__Work instructions__
In the entries below, count each line holding the word "since". Answer with the total alone.

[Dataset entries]
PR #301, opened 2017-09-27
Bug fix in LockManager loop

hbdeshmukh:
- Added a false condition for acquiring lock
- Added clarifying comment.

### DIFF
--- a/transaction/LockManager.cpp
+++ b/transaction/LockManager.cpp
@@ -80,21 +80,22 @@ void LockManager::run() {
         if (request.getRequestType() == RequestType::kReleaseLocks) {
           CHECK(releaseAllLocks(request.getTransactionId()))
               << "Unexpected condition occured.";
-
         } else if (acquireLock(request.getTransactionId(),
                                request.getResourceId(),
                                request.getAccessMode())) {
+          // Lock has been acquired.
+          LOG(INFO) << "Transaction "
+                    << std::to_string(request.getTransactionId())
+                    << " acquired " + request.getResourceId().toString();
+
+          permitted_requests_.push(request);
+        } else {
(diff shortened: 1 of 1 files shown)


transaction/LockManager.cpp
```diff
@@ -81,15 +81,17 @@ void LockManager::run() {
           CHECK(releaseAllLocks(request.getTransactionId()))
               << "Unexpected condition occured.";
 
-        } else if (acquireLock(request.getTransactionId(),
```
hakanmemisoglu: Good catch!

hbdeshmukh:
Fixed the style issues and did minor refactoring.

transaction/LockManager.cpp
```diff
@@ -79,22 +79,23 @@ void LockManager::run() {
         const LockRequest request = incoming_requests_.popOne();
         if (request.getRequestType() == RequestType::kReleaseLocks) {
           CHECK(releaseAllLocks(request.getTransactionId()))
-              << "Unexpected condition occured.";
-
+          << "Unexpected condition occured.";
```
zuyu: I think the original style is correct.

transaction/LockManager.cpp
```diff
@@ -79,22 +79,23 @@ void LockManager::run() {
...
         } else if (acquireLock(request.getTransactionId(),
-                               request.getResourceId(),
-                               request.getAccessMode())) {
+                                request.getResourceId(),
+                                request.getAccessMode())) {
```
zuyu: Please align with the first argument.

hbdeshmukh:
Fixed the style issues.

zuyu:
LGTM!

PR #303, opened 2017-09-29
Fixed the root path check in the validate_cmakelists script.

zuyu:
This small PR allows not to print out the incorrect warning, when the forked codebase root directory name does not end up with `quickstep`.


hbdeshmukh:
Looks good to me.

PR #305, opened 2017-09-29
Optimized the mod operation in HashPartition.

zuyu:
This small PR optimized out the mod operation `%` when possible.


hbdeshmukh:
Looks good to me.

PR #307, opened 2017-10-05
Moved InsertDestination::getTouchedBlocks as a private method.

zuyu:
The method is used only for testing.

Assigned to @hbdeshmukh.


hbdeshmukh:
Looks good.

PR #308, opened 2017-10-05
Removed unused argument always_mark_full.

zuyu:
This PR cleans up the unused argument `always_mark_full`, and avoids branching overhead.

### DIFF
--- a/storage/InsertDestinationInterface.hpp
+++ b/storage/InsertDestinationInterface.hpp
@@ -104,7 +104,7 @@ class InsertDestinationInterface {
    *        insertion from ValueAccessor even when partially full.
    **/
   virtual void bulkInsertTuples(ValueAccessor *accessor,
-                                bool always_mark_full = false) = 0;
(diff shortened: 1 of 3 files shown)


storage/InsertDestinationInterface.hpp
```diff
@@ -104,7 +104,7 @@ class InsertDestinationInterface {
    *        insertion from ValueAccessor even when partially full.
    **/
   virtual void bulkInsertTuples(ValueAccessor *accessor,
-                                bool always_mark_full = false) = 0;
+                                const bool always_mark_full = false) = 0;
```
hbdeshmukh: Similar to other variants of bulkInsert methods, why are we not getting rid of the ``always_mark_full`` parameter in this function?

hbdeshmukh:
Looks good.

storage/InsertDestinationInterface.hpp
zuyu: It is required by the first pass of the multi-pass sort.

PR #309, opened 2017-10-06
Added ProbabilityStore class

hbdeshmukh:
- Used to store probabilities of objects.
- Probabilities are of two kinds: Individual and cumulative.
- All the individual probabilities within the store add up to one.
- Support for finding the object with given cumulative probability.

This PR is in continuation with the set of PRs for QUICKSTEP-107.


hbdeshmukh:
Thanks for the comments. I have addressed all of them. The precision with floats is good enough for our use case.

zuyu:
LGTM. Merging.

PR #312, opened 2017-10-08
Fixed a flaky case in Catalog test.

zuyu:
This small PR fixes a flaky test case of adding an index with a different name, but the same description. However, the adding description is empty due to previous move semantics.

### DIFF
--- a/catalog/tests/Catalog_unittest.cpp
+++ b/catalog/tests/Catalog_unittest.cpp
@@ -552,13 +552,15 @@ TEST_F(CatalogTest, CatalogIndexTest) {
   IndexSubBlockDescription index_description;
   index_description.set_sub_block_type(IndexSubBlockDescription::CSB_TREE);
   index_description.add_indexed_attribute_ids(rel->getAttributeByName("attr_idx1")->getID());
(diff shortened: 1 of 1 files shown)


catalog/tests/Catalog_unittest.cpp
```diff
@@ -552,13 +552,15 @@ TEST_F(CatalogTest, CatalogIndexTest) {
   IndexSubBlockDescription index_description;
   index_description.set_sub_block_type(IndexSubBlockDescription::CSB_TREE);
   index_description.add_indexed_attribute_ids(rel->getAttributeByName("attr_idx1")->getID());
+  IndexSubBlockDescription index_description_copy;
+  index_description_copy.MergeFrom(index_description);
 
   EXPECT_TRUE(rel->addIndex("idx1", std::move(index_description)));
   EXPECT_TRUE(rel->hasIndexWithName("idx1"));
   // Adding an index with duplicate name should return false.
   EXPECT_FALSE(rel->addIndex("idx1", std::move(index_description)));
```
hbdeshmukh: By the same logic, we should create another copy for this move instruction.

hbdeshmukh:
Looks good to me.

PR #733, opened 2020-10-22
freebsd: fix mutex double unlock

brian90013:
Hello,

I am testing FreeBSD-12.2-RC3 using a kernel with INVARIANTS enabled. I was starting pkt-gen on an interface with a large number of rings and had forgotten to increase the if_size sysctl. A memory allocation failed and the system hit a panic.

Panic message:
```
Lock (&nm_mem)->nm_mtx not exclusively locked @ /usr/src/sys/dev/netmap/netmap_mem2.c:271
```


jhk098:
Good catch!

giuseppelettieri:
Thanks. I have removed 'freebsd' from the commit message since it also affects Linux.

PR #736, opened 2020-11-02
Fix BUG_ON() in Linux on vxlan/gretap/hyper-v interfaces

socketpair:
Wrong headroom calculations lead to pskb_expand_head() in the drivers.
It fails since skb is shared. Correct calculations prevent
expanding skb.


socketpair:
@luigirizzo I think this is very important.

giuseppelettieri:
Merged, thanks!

__Output__
2